**Goal of the exercise:** Scan the records and identify every line in which the string "opened" occurs, then return those lines.

START Provided entries

Issue #291, opened 2019-09-23
Crypto 3.1: Document protocol changes


hvge:
We have to update our "crypto" documentation with all changes introduced in V3.1 protocol. 

Related to #276

PR #292, opened 2019-09-28
Features/crypto 31

hvge:
This change adds support for PowerAuth protocol 3.1 to develop branch.


powerauth-java-crypto/src/main/java/io/getlime/security/powerauth/crypto/lib/enums/PowerAuthSignatureTypes.java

END Provided entries

**The completed task:**
Issue #291, opened 2019-09-23
PR #292, opened 2019-09-28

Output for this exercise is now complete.